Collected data
::::::::::

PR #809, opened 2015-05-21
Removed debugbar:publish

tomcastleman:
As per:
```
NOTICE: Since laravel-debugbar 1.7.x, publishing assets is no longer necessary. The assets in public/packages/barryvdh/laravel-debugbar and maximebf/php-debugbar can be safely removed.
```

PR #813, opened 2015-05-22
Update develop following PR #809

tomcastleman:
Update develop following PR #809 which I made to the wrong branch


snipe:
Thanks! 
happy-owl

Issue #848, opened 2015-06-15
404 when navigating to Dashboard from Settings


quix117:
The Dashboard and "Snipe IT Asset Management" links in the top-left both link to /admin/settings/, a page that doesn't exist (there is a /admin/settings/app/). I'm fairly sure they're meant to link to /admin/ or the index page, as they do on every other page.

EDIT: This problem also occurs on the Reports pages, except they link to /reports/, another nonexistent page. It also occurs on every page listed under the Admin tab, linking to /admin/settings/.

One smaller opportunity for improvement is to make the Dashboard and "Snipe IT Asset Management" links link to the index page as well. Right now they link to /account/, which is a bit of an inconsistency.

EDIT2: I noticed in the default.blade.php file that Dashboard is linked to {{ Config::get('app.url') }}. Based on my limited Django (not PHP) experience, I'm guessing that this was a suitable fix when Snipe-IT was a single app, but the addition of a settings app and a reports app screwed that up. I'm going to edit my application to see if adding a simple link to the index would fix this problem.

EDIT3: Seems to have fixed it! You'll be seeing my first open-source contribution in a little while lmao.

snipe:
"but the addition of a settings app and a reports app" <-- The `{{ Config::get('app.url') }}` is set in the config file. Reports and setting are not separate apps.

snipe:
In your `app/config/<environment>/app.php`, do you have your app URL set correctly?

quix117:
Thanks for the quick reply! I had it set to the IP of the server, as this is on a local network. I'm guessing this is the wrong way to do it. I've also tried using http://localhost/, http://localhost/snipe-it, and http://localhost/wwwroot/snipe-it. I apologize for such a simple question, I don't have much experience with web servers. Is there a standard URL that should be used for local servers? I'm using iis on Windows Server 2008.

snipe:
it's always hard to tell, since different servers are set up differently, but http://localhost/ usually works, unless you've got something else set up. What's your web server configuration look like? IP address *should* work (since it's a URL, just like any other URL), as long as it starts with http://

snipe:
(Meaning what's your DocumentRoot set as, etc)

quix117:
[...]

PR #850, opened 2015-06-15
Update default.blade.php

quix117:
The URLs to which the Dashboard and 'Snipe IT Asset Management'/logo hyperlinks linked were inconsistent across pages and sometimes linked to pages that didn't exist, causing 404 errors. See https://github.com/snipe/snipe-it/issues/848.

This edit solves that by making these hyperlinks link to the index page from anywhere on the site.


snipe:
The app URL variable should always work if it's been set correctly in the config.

::::::::::

- EXERCISE PROMPT: From the first line of the data through the line with "One smaller opportunity", quote each line exactly and add nothing else.

- RESULT OF THE TASK:
PR #809, opened 2015-05-21
Removed debugbar:publish

tomcastleman:
As per:
```
NOTICE: Since laravel-debugbar 1.7.x, publishing assets is no longer necessary. The assets in public/packages/barryvdh/laravel-debugbar and maximebf/php-debugbar can be safely removed.
```

PR #813, opened 2015-05-22
Update develop following PR #809

tomcastleman:
Update develop following PR #809 which I made to the wrong branch


snipe:
Thanks! 
happy-owl

Issue #848, opened 2015-06-15
404 when navigating to Dashboard from Settings


quix117:
The Dashboard and "Snipe IT Asset Management" links in the top-left both link to /admin/settings/, a page that doesn't exist (there is a /admin/settings/app/). I'm fairly sure they're meant to link to /admin/ or the index page, as they do on every other page.

EDIT: This problem also occurs on the Reports pages, except they link to /reports/, another nonexistent page. It also occurs on every page listed under the Admin tab, linking to /admin/settings/.

One smaller opportunity for improvement is to make the Dashboard and "Snipe IT Asset Management" links link to the index page as well. Right now they link to /account/, which is a bit of an inconsistency.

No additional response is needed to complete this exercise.